Wer einen TikTok-Account hat, konnte direkt nach dem Einmarsch Putins in die Ukraine die ersten Videos vom Angriff sehen. Unmittelbar und ungefiltert ist der Krieg über die App direkt erlebbar. Aber was über die Bildschirme läuft, entspricht nicht immer der Wahrheit und Realität.

TikTok-Live: POV-Einstellung, das Bild wackelt, Schluchzen ist zu hören, hektisches rennen von Raum zu Raum. Wir sehen, wie Taschen und Koffer gepackt werden, schneller Schritt zum Fenster, Blick raus auf die Straße; wir befinden uns in einem Hochhaus. Neben dem Schluchzen hört man Schüsse und Sirenen. Der Ablauf wiederholt sich, während die Kommentare schnell nacheinander reinkommen: Viele Zuschauer*innen erkennen, dass es sich um ein Fake-Video handelt; andere jedoch nicht.

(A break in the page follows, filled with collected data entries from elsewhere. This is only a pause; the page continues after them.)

PR #995, opened 2023-03-07
Fix sidebar not reacting to filters

joaquimrocha:
We were not updating the sidebar when the plugin-added filters are updated after the sidebar is first rendered, so this made it impossible to register filters from within components' side effects.

How to test:
- [ ] Run the sidebar example plugin: it will render a sidebar entry "Click me and I will disappear"; click it and verify that the sidebar entry disappears


ashu8912 (approved):
Tested, LGTM!!!

ashu8912:
@joaquimrocha now that i think of it should we add the route filter logic to special sidebar options that are rendered??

Das Live-Video wird gemeldet und die Übertragung schließlich beendet. Täglich tauchen neue Videos auf; viele davon Fakes, die Bild- und Audiomaterial verwenden, das aus dem Zusammenhang gerissen wurde. Ziel solcher Videos ist es oft, Views und Likes zu generieren – und somit Geld zu verdienen. Aber es geht auch um die gezielte Platzierung von Falschinformationen, darum, die Meinung der Öffentlichkeit in die eine oder andere Richtung zu lenken. Nicht erst seit heute ist Social Media für viele die wichtigste Informationsquelle. Die Macht der Bilder ist besonders auf TikTok zu spüren, denn auf keiner anderen Plattform kann ein Video so schnell viral gehen. Im Vergleich zu Facebook und Co. passiert dies ungefiltert und ohne Kontext: Auch wenn man zuvor keine Videos zur Ukraine oder Russland gesehen oder geliked hat, können solche Clips plötzlich auf der eigenen ForYou-Page auftauchen.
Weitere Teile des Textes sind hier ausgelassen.